WHAT IS BEING ASKED:
Copy the entire listing, down to the final line, exactly.

DATASET CONTENT:
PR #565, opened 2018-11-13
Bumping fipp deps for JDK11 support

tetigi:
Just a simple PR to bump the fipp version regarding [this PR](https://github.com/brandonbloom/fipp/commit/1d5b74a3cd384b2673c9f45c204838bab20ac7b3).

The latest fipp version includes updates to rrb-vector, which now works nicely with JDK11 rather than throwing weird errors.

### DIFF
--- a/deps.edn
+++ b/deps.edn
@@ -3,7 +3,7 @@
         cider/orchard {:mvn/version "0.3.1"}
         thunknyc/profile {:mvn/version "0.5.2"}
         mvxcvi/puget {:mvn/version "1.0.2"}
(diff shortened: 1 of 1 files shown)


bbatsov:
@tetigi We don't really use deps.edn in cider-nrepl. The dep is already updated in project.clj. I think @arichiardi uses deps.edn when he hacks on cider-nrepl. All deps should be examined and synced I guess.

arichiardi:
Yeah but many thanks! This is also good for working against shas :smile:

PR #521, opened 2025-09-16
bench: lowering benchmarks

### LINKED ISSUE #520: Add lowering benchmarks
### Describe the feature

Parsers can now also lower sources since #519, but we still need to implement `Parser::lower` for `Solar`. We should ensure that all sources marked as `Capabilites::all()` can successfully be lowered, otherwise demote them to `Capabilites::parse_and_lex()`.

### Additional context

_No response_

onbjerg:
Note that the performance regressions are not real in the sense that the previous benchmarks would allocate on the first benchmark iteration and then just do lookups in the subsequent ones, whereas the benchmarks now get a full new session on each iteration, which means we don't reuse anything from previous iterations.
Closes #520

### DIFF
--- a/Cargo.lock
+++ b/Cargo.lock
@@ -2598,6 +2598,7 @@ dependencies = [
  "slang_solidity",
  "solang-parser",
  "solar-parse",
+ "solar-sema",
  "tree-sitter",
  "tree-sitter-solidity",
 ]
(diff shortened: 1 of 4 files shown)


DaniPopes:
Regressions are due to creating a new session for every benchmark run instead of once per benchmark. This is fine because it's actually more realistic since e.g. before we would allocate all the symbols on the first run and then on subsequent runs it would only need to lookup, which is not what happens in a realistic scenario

SOLUTION FOR THIS PROBLEM:
PR #565, opened 2018-11-13
Bumping fipp deps for JDK11 support

tetigi:
Just a simple PR to bump the fipp version regarding [this PR](https://github.com/brandonbloom/fipp/commit/1d5b74a3cd384b2673c9f45c204838bab20ac7b3).

The latest fipp version includes updates to rrb-vector, which now works nicely with JDK11 rather than throwing weird errors.

### DIFF
--- a/deps.edn
+++ b/deps.edn
@@ -3,7 +3,7 @@
         cider/orchard {:mvn/version "0.3.1"}
         thunknyc/profile {:mvn/version "0.5.2"}
         mvxcvi/puget {:mvn/version "1.0.2"}
(diff shortened: 1 of 1 files shown)


bbatsov:
@tetigi We don't really use deps.edn in cider-nrepl. The dep is already updated in project.clj. I think @arichiardi uses deps.edn when he hacks on cider-nrepl. All deps should be examined and synced I guess.

arichiardi:
Yeah but many thanks! This is also good for working against shas :smile:

PR #521, opened 2025-09-16
bench: lowering benchmarks

### LINKED ISSUE #520: Add lowering benchmarks
### Describe the feature

Parsers can now also lower sources since #519, but we still need to implement `Parser::lower` for `Solar`. We should ensure that all sources marked as `Capabilites::all()` can successfully be lowered, otherwise demote them to `Capabilites::parse_and_lex()`.

### Additional context

_No response_

onbjerg:
Note that the performance regressions are not real in the sense that the previous benchmarks would allocate on the first benchmark iteration and then just do lookups in the subsequent ones, whereas the benchmarks now get a full new session on each iteration, which means we don't reuse anything from previous iterations.
Closes #520

### DIFF
--- a/Cargo.lock
+++ b/Cargo.lock
@@ -2598,6 +2598,7 @@ dependencies = [
  "slang_solidity",
  "solang-parser",
  "solar-parse",
+ "solar-sema",
  "tree-sitter",
  "tree-sitter-solidity",
 ]
(diff shortened: 1 of 4 files shown)


DaniPopes:
Regressions are due to creating a new session for every benchmark run instead of once per benchmark. This is fine because it's actually more realistic since e.g. before we would allocate all the symbols on the first run and then on subsequent runs it would only need to lookup, which is not what happens in a realistic scenario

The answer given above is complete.